I started restricting again this week. Not as bad as in the past, but still not eating enough. I just saw my scale creeping up and I couldn't handle it any more. My nutritionist and therapist just tell me not to weight myself as often (2-3 times a day).. but I can't do that. I don't want to. I need to know exactly where my weight is, so I can catch it if I need to pull it back down. And I don't think weighing myself less will help, because I can feel when I'm starting to gain weight. I can see it.. and weighing actually makes me feel better sometimes because I can at least see that I haven't gained as much as I thought. Well anyways, I am so exhausted. I forgot how tired you get when you're not eating enough. Like it is taking up a lot of energy just sitting here. I was reading this book.. she was saying that you get manic when you're starving. I never got manic.. I got progressively tired as the week went on until I ate more on the weekend. I just want to go home and go back to sleep. I should eat something.. I don't even know why I'm doing this.
PurpleCat2
02-16-2005, 10:45 AM
Anterrabae,
I'm so sorry to hear you sounding so sad and that you have started to restrict again. I can understand how you feel about being afraid to see the weight come on. I am trying to recover and eat regular meals, and there are days where it's so hard to keep to my meal plan because I feel fat and I want to loose the weight. But the thing is, you've been doing so well, please don't give up, please don't get back into the cycle because it'll only make you feel more miserable. Getting into a rythm of eating healthily is hard, but I feel so much better overall for it. Sure, some days are more of a struggle than others, and I still feel I haven't yet gained back control on my eating; but the baby steps I'm making are encouraging, because the one thing I don't want is to fall back to how I was. Please keep fighting this! Please try to eat something; it doesn't have to be much, and it can be something very healthy so you can see it as looking after yourself. I hope things get better for you hun.
Take care :wave:
jade112
02-16-2005, 12:44 PM
Hey-
Sorry to hear you are not doing so hot. We seem to be on the same page a lot! It is just so hard trying to recover. I feel like the past couple weeks have taken me back so far in my progress. I have been restricting like crazy and exercising a ton and literally driving myself MAD!!!!
I am not sure what triggered this I was just feeling soooo totally discusted with my body! I have lost, but I just don't know how to lose weight any other way, then not eating!!! I am so loosing it right now, I totally have your: hot / cold attitude ( you mentioned it in another thread) towards EVERYTHING. ( eat/dont eat...fat/ healthy....do i wanna be sick or recovered...was I happier when I was thinner/or am I just nuts....) I feel like everything in my life will be soo improved once I am thin again, ya know one less thing for me worry about!! Thats real good way to lood at things, riiiight. Yeah anyway I know...... all this sh@* goes flying through my head all day long and all night long all the time & it is soo exausting to tell ya the truth.
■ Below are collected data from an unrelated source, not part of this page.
PR #165339, opened 2025-10-13
Change the variable source impl into the repr in Lazy

fxdawnn:
Addressed comment on moving items into the ``__repr__``. The test plan is inherited from the previous PR for variable tracker within the symbolic convert. 

### DIFF
--- a/torch/_dynamo/variables/lazy.py
+++ b/torch/_dynamo/variables/lazy.py
@@ -104,10 +104,6 @@ class LazyVariableTracker(VariableTracker):
             self._cache.name_hint = name
 
     def __str__(self) -> str:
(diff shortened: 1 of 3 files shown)


torch/_dynamo/variables/lazy.py
```diff
@@ -104,9 +104,19 @@ def set_name_hint(self, name: str) -> None:
             self._cache.name_hint = name
 
     def __str__(self) -> str:
+        # if self.is_realized():
```
Lucaskabela: No longer used so we can remove this

fxdawnn: Sounds good! Removed!

PR #165342, opened 2025-10-13
[trymerge] Do not check for rules when reverting

clee2000:
Why do we need to check for merge rules when reverting?


malfet (approved):
SGTM

PR #165344, opened 2025-10-13
[CI] [AOTI] Windows cross compilation CI test

yushangdi:
Add a to `trunk` workflow for AOTI windows cross-compilation test. 

Overall, the workflow looks like:

- "win-vs2022-cuda12_8-py3-build": 
        - build torch on windows
        - new: upload some `.lib` artifacts: `cuda.lib, cudart.lib`
        
- "cross-compile-linux-test": 
         - download the  cuda .lib artifacts, also unzip to get the torch .lib artifacts from the windows .whl
         - use `linux.g6.4xlarge.experimental.nvidia.gpu` which has L4, it should match the CUDA arch with the windows GPU runner that we use to load the compiled artifact later.
         - test the cross-compilation
 
We change the `pytorch-linux-jammy-cuda12.8-cudnn9-py3-gcc11` docker image to install `mingw`

We also need a test that load the compiled artifacts on windows and run it. This will be added in the next PR. 

On the AOTI side, this PR adds support for the posix flavor of mingw. If posix flavor is used, it will add the `-Wl,-Bstatic -lwinpthread -Wl,-Bdynamic` compilation flags. 

It also add the `aoti_shim_path` to build path when link_torch=True.

A successful run example (compilation part only, not the loading test) on commit [0e70ffb](https://github.com/pytorch/pytorch/commit/0e70ffb4ad423023ce6565d91be2e17257c615fc):
https://github.com/pytorch/pytorch/actions/runs/18507489766/job/52743592865?pr=165344

Example running this test on devserver:
```
# devvm
sudo dnf install mingw64-gcc-c++
x86_64-w64-mingw32-gcc --version


# CUDA toolkit
 wget https://developer.download.nvidia.com/compute/cuda/12.6.0/local_installers/cuda_12.6.0_560.76_windows.exe
sudo dnf install p7zip p7zip-plugins
 7z x cuda_12.6.0_560.76_windows.exe -o./cuda-windows

export WINDOWS_CUDA_HOME=/data/users/shangdiy/cuda-windows/cuda_cudart/cudart/

mkdir torch_win_libs
# obtained from windows pytorch/build/lib folder
manifold get pytorch/tree/shangdiy/lib/torch.lib
manifold get pytorch/tree/shangdiy/lib/torch_cuda.lib
manifold get pytorch/tree/shangdiy/lib/torch_cpu.lib
manifold get pytorch/tree/shangdiy/lib/c10.lib
manifold get pytorch/tree/shangdiy/lib/c10_cuda.lib

python test/inductor/test_aoti_cross_compile_windows.py --win-torch-lib-dir /data/users/shangdiy/torch_win_libs

```


malfet (changes requested):
Can we just have periodic/once in a bluemoon job that uploads those `.lib` files to some S3 buckets, and just installs them (together with mingw as part of docker container)?

yushangdi:
> Can we just have periodic/once in a bluemoon job that uploads those `.lib` files to some S3 buckets, and just installs them (together with mingw as part of docker container)?

but then the test would be broken if some one adds a new shim, but didn't trigger a .lib upload job in the CI?

.github/workflows/aoti-cross-compile-windows.yml
```diff
@@ -0,0 +1,77 @@
+name: aoti-cross-compile-windows
+
+on:
+  push:
+    tags:
+      - ciflow/inductor/*
```
desertfire: Let's use inductor-periodic.

yushangdi:
update: discussed with @malfet offline. I will change to use libs from torch-2.10.0a0%2Bgitdbe337a-cp310-cp310-win_amd64.whl  and change the docker config to install mingw inside the docker.

desertfire (commented):
The AOTI changes look good to me. I will leave it to @malfet to approve the CI part of changes.

desertfire:
BTW, I don't think c10 libs are needed. Testing in https://github.com/pytorch/pytorch/pull/165489.

.github/workflows/_win-build.yml
```diff
@@ -50,6 +50,13 @@ on:
         default: "windows.4xlarge.nonephemeral"
         description: |
           Label of the runner this job should run on.
+      upload-win-cuda-libs-for-cross-compile:
```
malfet, line 53: Why wheel is not sufficient for you? It contains the same binaries already

.github/workflows/_win-build.yml
```diff
@@ -168,6 +175,42 @@ jobs:
         run: |
           .ci/pytorch/win-build.sh
 
+      # Collect Windows torch libs and CUDA libs for cross-compilation
```
malfet, line 178: This should not be needed, they are already part of the wheel, aren't they?

test/run_test.py
```diff
@@ -394,6 +394,8 @@ def __contains__(self, item):
 ]
 
 INDUCTOR_TESTS = [test for test in TESTS if test.startswith(INDUCTOR_TEST_PREFIX)]
+# Cross-compilation tests require special setup and should only run in their dedicated workflow
+WIN_CROSS_COMPILE_TESTS = ["inductor/test_aoti_cross_compile_windows"]
```
malfet, line 398: I would have kept this logic as part of `test_aoti_XYZ` file

torch/_inductor/cpp_builder.py
```diff
@@ -333,9 +335,9 @@ def get_msvc_cl_path() -> tuple[bool, str]:
 
 
 @functools.cache
-def check_mingw_win32_flavor(compiler: str) -> None:
+def check_mingw_win32_flavor(compiler: str) -> str:
```
malfet, line 338: I like the change, but feels like it could have been moved to separate PR (as this PR title is just `add test`)

malfet (changes requested):
Looks very good, thank you for all the changes. If you don't mind, let's land changes to `cpp_builder` (one that extracts mingw flavor) as part of separate PR, and if you want one can land changes to docker image separately as well (as it painfully slow to rebuild docker image all the time)

IMO two areas needs slight improvements:
 - We should not modify _wind-build.yml at all, as artifcat it produces (wheel) should be sufficient, we can extract necessary files during test.sh preparation
 - test_aoti_cross_compile_win feels a bit too long, some of the steps outlined there probably should be part of cpp_builder.py (though I could be wrong, only quickly looked into it)

.github/workflows/_win-build.yml
yushangdi: I don't think it contains cuda.lib and cudart.lib? those are from the windows cuda toolkit.

.github/workflows/_win-build.yml
yushangdi: It does not collect any torch libs anymore, but we still need it to collect the CUDA libs (cuda.lib and cudart.lib). Those are not in the wheel

test/run_test.py
yushangdi: sorry can you elaborate a little more? I don't quite understand. The point of adding this line  here is to prevent all other linux jobs from running this test (as the test will fail without proper mingw setup etc.)

.github/workflows/_win-build.yml
desertfire: I think cuda.lib and cudart.lib can be extracted on the Windows side from the standard CUDA Windows installation package.

torch/_inductor/cpp_builder.py
yushangdi: sure, created a separate PR: https://github.com/pytorch/pytorch/pull/165557

yushangdi:
also, the mingw docker part is separated to https://github.com/pytorch/pytorch/pull/165560

PR #165347, opened 2025-10-13
[Inductor][CuTeDSL] Move load_template up two directories

NikhilAPatel:
Summary: Moves the function used to load CuTeDSL Jinja templates up one level out of the flex attention folder. This way it can be used for more generate Inductor templates in the future.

Well hang in there you are so not alone!!
Good Luck
Jade :angel:
Anterrabae
02-16-2005, 02:10 PM
Thanks for the support. I guess sometimes stuff just.. sucks. But I had a protein bar and a handful of graham cracker sticks and I'm trying not to feel guilty. Go me!
Anterrabae
02-16-2005, 06:40 PM
Okay.. I feel a little better now. I'm going to try and eat right tomorrow and from now on. I wish I knew why I wanted to hold onto my ED so badly. It's weird. I know a lot of people on here want to stop and can't.. I feel like I could stop, but part of me doesn't *want* to. But for right now, I'm going to try. I feel a little better. Heh, am I the queen of being-one-extreme-then-the-other or what?
SammyT
02-16-2005, 06:55 PM
hey u!! yeh...i retsricted my food intake yesterday (i had a horrible binge/purge the nite before) so even tho i did get all the crap outa my system, i still felt bad. so i had no sports or nething yesterday, so i went without no food except until supper. personly, i couldnt stand it!! i was so cold, tired, and ugh! i need to eat in order to have energy. im still young yet, and these r the time when sports and stuff count. i cant risk it. i shure hope u get feelin better!!!:):)
SammYx0x0x
jade112
02-16-2005, 08:18 PM
Graham Cracker Sticks are soooo good!!! I am glad you ATE and that you are feeling a lil' better!!!!
Jade
rcnh
02-18-2005, 09:12 AM
stop letting the food control you. you control it, enjoy your life, eat as you wish, everyone has a point set weight that the body is supposed to be at and the weight will level off. i have been there, and restricting is just an avoidence of another problem, find out what the problem is, tackle it and move forward. life is too short!
lovelydaze
02-20-2005, 12:42 AM
Easier said than done. I'm just going to leave it at that.